Ich habe mir vor 20 Jahren schon von einem Finanzchef der VARTA erklären lassen, dass übermässige Qualität der Tod des Herstellers ist. Damals wurde die Haltbarkeit einer Autobatterie von 1 Winter auf 2-4 Winter gesteigert. Man musste da gegensteuern. Offenbar ist Apple zu ähnlicher Erkenntnis gekommen.

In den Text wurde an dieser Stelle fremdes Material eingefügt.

PR #29, opened 2020-07-08
Remove standalone suffix from the documentation.

ph:
need to go in 7.9 7.x

### DIFF
--- a/docs/en/ingest-management/getting-started.asciidoc
+++ b/docs/en/ingest-management/getting-started.asciidoc
@@ -219,7 +219,7 @@ To configure {agent} manually:
 Agent configurations list, click the default config.
 
 . Select the **YAML** tab to see the configuration for {agent}. Copy the
-content and put it into a file named `elastic-agent-standalone.yml` on the
+content and put it into a file named `elastic-agent.yml` on the
 system where {agent} is installed.
 +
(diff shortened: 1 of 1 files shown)


docs/en/ingest-management/getting-started.asciidoc
```diff
@@ -255,7 +255,7 @@ datasources:
 +
 [source,shell]
 ----
-./elastic-agent -c elastic-agent-standalone.yml run
+./elastic-agent -c elastic-agent.yml run
```
skh, line 258: In this case I believe `./elastic-agent run` is sufficient, as it uses `elastic-agent.yml` by default?

I'm fine with the change. That said, the reason to use a different filename here was to prevent the configuration used for standalone mode to be overwritten when the user later switches to fleet mode.

I know there's a warning that the config will be overwritten, so either way is fine with me.

ph: Yes, we also want to reduce the friction and concepts.

ph:
updated from review

ph:
@bmorelli25 how backport are handled in this repository?

bmorelli25:
@ph The backport tool is the easiest way. I'll take care of it for this PR.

„Redirection de la créativité“ oder „Es geht auch ohne!“
Und wie vor jedem Urlaub hatte ich gedanklich in den letzten Minuten im Büro meine Technik-Checkliste durch die strapazierten Gehirnwindungen gleiten lassen. 24 Adapter, 36 Kabel, 48 Netzteile. Und nicht zum ersten Mal habe ich das Netzteil für den Notebook vergessen. Aber ein Anruf aus dem ICE bei meiner Gattin, die schon nach Süddeutschland vorgereist war, brachte sofortige Entspannung. Sie hatte ein baugleiches Netztteil dabei. Zwei Tage später, inzwischen an der sonnigen Côte d’Azur, neigte sich dann der Ladezustand meines Lenovo-Accus gegen 0, und ich bat meine gönnerhafte Gattin um ihr Netzteil. „Na das habe ich doch bei unseren Bekannten in Süddeutschland liegen gelassen. Ich hab doch auch mein Notebook gar nicht mit!“ Dankeschön!!! Die 15 Präsentationen, die 23 Konzepte, die 56 Business Pläne, die 13 Dokus und die 78 Flussdiagramme, die ich in der einen Woche Kurzurlaub anfertigen wollte, mussten also warten. Der letzte Aktivitätsschub in dieser Richtung war dann eine Sichtung des Netzteil-Angebotes in der Elektroabteilung des Géant in Port Grimaud. Leider nur HP- und Samsung-Schrott. Die Lenovo-Chinesen sind bei Géant nicht präsent. Mein Ehrgeiz, auf den Yachten im Hafen von St.Tropez nach einem passenden Netzteil zu suchen, hielt sich dann in Grenzen, obwohl ich dort sicher fündig geworden wäre. So beschränkte sich das IT-Tun auf das Verbruzzeln einiger Telekom-Week-Pässe per iPhone mit den Code EUK („K“ für kostnix) und EUW („W“ für kostwas) und das Umleiten der Kreativität in Konstrukte wie im Bild dargestellt. Übrigens, das Weinglas fiel nicht runter.
P.S. Meine Gattin findet die Bezeichnung „Meine Gattin“ doof.
Wundersames
Aus mir vollkommen unerklärlichen Gründen hatte ich soeben beim Check-In den Status TSA Pre. Der Status sorgt für einen stark vereinfachten Durchleuchtungsprozess. Man braucht keine Schuhe auszuziehen, keinen Gürtel aus der Hose zu fummeln, die Rechner bleiben im Rucksack und man darf sogar seine Jacke anbehalten. Und es geht schnell. Ein kurzer Check im Internet sagt mir, dass dieser Status ursprünglich für amerikanisches Militär geschaffen wurde, dann so nach und nach ausgeweitet wurde, aber man muss einen Genehmigungsprozess durchlaufen. Mir ist aber nicht bewußt, dass ich den jemals durchlaufen habe, ausgerechnet ich. Wenn ich in Las Vegas gespielt hätte, dann hätte ich denn vielleicht unwissentlich gewonnen, aber ich habe keine Slot Machine angerührt. Also bleibt es eine positive Überraschung.
Das Messenger Dilemma
Nun soll ich auch gleich Facebook löschen (was ohnehin nicht geht), nur weil auch ich mich nach einem Ersatz für WhatsApp umsehe. In der Instant Messenger Falle hocken wir sowieso alle und unterm Strich sind wir alle nur Objekte eines Vertriebswahns der Konsumindustrie. Viele Menschen fühlen sich ja wohl in dieser Rolle des begehrten Objektes. Mich erschreckt an diesem WhatsApp-Deal die fortschreitende Bündelung der Datensammlungen bei ganz Wenigen. Die Hybris dieser Konzerne zur Weltmacht werden zu wollen. Aber das ist wohl die Marktwirtschaft. Frei ist sie nicht. Es gibt zu wenig Wettbewerb und daran sind die Konsumenten schuld. Diese Gier nach vermeintlich kostenlosen Leistungen, die alle nur Leimrouten sind.
Ich plädiere für das „etwas obstruktiv sein“, sozusagen ein moving target. Raus aus den großen Lemmingströmen. Immer wieder was Neues machen. Und wenn Telegram oder Threema den gleichen Mist machen wie WhatsApp, dann geht man auch dort wieder weg. Handelndes Subjekt anstatt Mitglied einer blökenden Schafherde.